▶ **WHAT TO DO**
Return, from the data that follows, each line that holds the word "were".

Extracted data entries:
★ ★ ★ ★ ★
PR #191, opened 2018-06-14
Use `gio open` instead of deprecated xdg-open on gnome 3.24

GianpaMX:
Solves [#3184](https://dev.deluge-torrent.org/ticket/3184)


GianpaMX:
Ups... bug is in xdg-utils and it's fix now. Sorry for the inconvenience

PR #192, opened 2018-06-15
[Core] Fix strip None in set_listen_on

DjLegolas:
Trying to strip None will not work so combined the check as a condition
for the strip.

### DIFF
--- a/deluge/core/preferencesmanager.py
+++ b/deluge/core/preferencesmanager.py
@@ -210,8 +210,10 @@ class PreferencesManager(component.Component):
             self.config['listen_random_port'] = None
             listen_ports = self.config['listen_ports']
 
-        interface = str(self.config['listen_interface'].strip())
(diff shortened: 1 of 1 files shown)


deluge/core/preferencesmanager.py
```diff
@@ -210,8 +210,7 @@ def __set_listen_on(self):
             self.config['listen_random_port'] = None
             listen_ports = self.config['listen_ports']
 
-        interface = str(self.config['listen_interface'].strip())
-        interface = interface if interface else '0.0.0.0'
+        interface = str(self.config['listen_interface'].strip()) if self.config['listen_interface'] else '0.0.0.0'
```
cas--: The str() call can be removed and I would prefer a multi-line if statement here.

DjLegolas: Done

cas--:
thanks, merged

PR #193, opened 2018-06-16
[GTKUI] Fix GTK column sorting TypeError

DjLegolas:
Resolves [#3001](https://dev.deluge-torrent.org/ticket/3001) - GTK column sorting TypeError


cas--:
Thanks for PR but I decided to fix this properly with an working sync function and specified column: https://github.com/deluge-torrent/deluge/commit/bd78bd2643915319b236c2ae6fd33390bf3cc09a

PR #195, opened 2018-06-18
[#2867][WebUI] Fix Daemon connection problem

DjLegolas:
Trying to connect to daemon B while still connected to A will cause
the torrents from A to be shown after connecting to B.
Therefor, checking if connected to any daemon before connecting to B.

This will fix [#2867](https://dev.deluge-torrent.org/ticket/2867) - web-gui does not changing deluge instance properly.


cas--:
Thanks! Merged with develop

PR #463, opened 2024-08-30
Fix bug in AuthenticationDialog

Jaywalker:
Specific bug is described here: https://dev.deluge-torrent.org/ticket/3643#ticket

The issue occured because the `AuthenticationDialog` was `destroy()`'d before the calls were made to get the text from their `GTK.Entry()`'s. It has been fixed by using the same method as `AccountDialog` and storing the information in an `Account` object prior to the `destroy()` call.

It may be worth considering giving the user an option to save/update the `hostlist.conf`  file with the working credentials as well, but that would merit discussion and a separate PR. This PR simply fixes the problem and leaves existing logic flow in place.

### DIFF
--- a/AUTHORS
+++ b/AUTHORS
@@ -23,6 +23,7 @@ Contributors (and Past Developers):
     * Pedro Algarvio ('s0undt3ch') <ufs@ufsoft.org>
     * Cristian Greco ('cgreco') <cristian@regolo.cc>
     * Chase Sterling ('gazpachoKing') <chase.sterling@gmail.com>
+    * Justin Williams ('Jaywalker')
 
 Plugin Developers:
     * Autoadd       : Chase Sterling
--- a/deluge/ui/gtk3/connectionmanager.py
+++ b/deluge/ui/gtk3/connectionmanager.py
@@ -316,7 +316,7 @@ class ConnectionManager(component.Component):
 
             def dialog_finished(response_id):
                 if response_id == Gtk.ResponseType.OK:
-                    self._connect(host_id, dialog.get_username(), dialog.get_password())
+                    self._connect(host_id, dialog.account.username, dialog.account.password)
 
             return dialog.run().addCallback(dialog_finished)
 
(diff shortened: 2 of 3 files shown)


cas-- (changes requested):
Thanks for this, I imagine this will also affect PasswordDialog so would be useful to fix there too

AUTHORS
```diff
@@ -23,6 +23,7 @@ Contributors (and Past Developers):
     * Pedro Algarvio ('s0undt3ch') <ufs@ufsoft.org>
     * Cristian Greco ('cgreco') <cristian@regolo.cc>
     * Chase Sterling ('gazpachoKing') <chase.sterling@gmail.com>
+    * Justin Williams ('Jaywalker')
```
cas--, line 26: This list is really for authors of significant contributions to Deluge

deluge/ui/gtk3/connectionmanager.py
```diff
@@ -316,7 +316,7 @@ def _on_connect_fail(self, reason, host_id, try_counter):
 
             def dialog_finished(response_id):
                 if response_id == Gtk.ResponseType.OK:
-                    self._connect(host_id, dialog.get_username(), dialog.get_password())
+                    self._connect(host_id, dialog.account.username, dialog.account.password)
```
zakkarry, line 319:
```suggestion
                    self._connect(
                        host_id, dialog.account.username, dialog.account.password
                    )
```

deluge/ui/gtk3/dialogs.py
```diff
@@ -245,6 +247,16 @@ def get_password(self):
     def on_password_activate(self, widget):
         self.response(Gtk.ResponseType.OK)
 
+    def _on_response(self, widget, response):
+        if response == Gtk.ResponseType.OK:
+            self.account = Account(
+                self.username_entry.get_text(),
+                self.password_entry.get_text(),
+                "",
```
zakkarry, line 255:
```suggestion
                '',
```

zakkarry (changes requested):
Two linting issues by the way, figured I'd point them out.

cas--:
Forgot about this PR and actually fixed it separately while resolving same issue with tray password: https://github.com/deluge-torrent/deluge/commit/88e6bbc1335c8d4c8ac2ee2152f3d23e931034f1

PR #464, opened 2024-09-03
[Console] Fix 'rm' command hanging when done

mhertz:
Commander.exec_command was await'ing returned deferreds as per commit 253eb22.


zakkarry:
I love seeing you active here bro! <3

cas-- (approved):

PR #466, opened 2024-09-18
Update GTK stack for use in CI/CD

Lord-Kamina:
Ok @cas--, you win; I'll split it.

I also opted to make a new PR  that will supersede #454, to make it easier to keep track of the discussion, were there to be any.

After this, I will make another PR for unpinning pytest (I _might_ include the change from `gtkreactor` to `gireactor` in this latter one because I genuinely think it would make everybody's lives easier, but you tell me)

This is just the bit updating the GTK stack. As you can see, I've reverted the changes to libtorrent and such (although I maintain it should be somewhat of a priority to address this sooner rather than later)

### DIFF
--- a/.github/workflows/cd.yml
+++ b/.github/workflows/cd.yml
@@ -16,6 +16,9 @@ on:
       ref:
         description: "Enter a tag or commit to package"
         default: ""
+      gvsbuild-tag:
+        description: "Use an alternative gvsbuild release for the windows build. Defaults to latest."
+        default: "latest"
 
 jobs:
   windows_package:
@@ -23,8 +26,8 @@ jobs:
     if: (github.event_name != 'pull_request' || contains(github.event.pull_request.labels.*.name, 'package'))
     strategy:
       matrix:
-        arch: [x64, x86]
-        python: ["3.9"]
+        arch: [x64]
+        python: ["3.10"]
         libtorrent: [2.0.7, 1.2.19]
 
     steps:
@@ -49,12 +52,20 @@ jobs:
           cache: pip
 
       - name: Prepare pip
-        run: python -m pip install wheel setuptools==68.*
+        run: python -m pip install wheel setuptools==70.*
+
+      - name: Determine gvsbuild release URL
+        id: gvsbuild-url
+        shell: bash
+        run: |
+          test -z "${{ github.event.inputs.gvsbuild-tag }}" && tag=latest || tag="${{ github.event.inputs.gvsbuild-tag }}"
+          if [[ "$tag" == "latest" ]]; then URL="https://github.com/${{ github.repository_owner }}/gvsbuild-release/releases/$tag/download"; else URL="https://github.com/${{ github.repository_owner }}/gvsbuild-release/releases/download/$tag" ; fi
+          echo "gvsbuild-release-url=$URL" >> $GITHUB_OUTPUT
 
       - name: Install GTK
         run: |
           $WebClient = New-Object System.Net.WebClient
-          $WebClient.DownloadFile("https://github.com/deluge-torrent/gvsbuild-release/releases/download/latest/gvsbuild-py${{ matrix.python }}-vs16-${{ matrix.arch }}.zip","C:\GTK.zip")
★ ★ ★ ★ ★
▶ **ANSWER BELOW**
The issue occured because the `AuthenticationDialog` was `destroy()`'d before the calls were made to get the text from their `GTK.Entry()`'s. It has been fixed by using the same method as `AccountDialog` and storing the information in an `Account` object prior to the `destroy()` call.
I also opted to make a new PR  that will supersede #454, to make it easier to keep track of the discussion, were there to be any.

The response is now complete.